- _TASK INSTRUCTIONS_: Retype the entries word for word, leaving nothing out.

[Opening MATERIAL FOR THE TASK section]

PR #159, opened 2019-01-20
Added String() in constant.go.

hihiboss:
resolved:

details:

Implement String() in opcode.

~- [ ] Test case~

### DIFF
--- a/opcode/constant.go
+++ b/opcode/constant.go
@@ -16,6 +16,8 @@
 
 package opcode
 
+import "errors"
+
 type Type uint8
 
 const (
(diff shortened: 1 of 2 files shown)


opcode/constant_test.go
```diff
@@ -0,0 +1,24 @@
...
+ * limitations under the License.
+ */
+
+package opcode_test
+
+import "testing"
+
+// TODO: implement test cases :-)
+func TestType_ToString(t *testing.T) {
+
```
boohyunsik, line 23: Are you implementing?

opcode/constant.go
```diff
@@ -152,3 +154,38 @@ const (
 	// memory[offset:offset+32] = value
 	Mstore Type = 0x23
 )
+
+// Change the bytecode of an opcode to string.
+func (p Type) ToString() (string, error) {
```
AgwaB: in golang, I know as `toSting()` should be `String()` !

opcode/constant_test.go
hihiboss: Nop! I'll leave it good first issue!

boohyunsik (approved):
Look great to me.
I will do compiler with you!

PR #169, opened 2019-01-20
Add abi skeleton

AgwaB:
details:
- abi
- method
- argument
- type

we need to define argument type which will used in koa

### DIFF
--- a/abi/abi.go
+++ b/abi/abi.go
@@ -16,7 +16,43 @@
 
 package abi
 
-import "github.com/DE-labtory/koa/crpyto"
+import (
+	"encoding/json"
+	"strings"
+
+	"github.com/DE-labtory/koa/crpyto"
+)
+
+type ABI struct {
+	Methods []Method
+}
+
+func New(abiJSON string) (ABI, error) {
+	reader := strings.NewReader(abiJSON)
+	dec := json.NewDecoder(reader)
+
+	var abi ABI
+	if err := dec.Decode(&abi); err != nil {
+		return ABI{}, err
+	}
+
+	return abi, nil
+}
+
+// UnmarshalJSON is implementation of json.Decoder's UnmarshalJSON
+func (abi *ABI) UnmarshalJSON(data []byte) error {
+	var methods []Method
+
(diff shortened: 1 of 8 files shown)


abi/abi.go
```diff
@@ -16,22 +16,31 @@
...
-// The implementation below is implemented for the abi spec of ethereum.
-// https://solidity.readthedocs.io/en/develop/abi-spec.html
+type ABI struct {
+	Methods []Method
+}
 
-// Encode abi parameters
-func Encode(params ...[]byte) []byte {
-	return nil
+func New(abiJSON string) (ABI, error) {
```
boohyunsik, line 30: Why don't you return *ABI?

abi/abi.go
```diff
@@ -16,22 +16,31 @@
...
+	reader := strings.NewReader(abiJSON)
+	dec := json.NewDecoder(reader)
+
+	var abi ABI
+	if err := dec.Decode(&abi); err != nil {
+		return ABI{}, err
```
boohyunsik, line 36: Can you return nil instead of ABI? (It is about return type)

abi/abi.go
AgwaB: ABI is just value and there is no change in ABI!

abi/abi.go
AgwaB: ok! there is no reason to return `ABI{}` instead of `nil` ... :)

abi/abi.go
```diff
@@ -16,22 +16,31 @@
...
+// The implementation below is implemented for the abi spec of ethereum.
+// https://solidity.readthedocs.io/en/develop/abi-spec.html
+
 // Encode abi parameters with function Selector
 func EncodeWithSelector(selector []byte, params ...[]byte) []byte {
 	return nil
 }
-
-// Get function selector(4bytes) from string of function signature
-func Selector(functionSignature string) []byte {
```
zeroFruit: Why did you removed this function? just my curiosity

junbeomlee (approved):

[Closing MATERIAL FOR THE TASK section]

- _RESPONSE AREA_:
PR #159, opened 2019-01-20
Added String() in constant.go.

hihiboss:
resolved:

details:

Implement String() in opcode.

~- [ ] Test case~

### DIFF
--- a/opcode/constant.go
+++ b/opcode/constant.go
@@ -16,6 +16,8 @@
 
 package opcode
 
+import "errors"
+
 type Type uint8
 
 const (
(diff shortened: 1 of 2 files shown)


opcode/constant_test.go
```diff
@@ -0,0 +1,24 @@
...
+ * limitations under the License.
+ */
+
+package opcode_test
+
+import "testing"
+
+// TODO: implement test cases :-)
+func TestType_ToString(t *testing.T) {
+
```
boohyunsik, line 23: Are you implementing?

opcode/constant.go
```diff
@@ -152,3 +154,38 @@ const (
 	// memory[offset:offset+32] = value
 	Mstore Type = 0x23
 )
+
+// Change the bytecode of an opcode to string.
+func (p Type) ToString() (string, error) {
```
AgwaB: in golang, I know as `toSting()` should be `String()` !

opcode/constant_test.go
hihiboss: Nop! I'll leave it good first issue!

boohyunsik (approved):
Look great to me.
I will do compiler with you!

PR #169, opened 2019-01-20
Add abi skeleton

AgwaB:
details:
- abi
- method
- argument
- type

we need to define argument type which will used in koa

### DIFF
--- a/abi/abi.go
+++ b/abi/abi.go
@@ -16,7 +16,43 @@
 
 package abi
 
-import "github.com/DE-labtory/koa/crpyto"
+import (
+	"encoding/json"
+	"strings"
+
+	"github.com/DE-labtory/koa/crpyto"
+)
+
+type ABI struct {
+	Methods []Method
+}
+
+func New(abiJSON string) (ABI, error) {
+	reader := strings.NewReader(abiJSON)
+	dec := json.NewDecoder(reader)
+
+	var abi ABI
+	if err := dec.Decode(&abi); err != nil {
+		return ABI{}, err
+	}
+
+	return abi, nil
+}
+
+// UnmarshalJSON is implementation of json.Decoder's UnmarshalJSON
+func (abi *ABI) UnmarshalJSON(data []byte) error {
+	var methods []Method
+
(diff shortened: 1 of 8 files shown)


abi/abi.go
```diff
@@ -16,22 +16,31 @@
...
-// The implementation below is implemented for the abi spec of ethereum.
-// https://solidity.readthedocs.io/en/develop/abi-spec.html
+type ABI struct {
+	Methods []Method
+}
 
-// Encode abi parameters
-func Encode(params ...[]byte) []byte {
-	return nil
+func New(abiJSON string) (ABI, error) {
```
boohyunsik, line 30: Why don't you return *ABI?

abi/abi.go
```diff
@@ -16,22 +16,31 @@
...
+	reader := strings.NewReader(abiJSON)
+	dec := json.NewDecoder(reader)
+
+	var abi ABI
+	if err := dec.Decode(&abi); err != nil {
+		return ABI{}, err
```
boohyunsik, line 36: Can you return nil instead of ABI? (It is about return type)

abi/abi.go
AgwaB: ABI is just value and there is no change in ABI!

abi/abi.go
AgwaB: ok! there is no reason to return `ABI{}` instead of `nil` ... :)

abi/abi.go
```diff
@@ -16,22 +16,31 @@
...
+// The implementation below is implemented for the abi spec of ethereum.
+// https://solidity.readthedocs.io/en/develop/abi-spec.html
+
 // Encode abi parameters with function Selector
 func EncodeWithSelector(selector []byte, params ...[]byte) []byte {
 	return nil
 }
-
-// Get function selector(4bytes) from string of function signature
-func Selector(functionSignature string) []byte {
```
zeroFruit: Why did you removed this function? just my curiosity

junbeomlee (approved):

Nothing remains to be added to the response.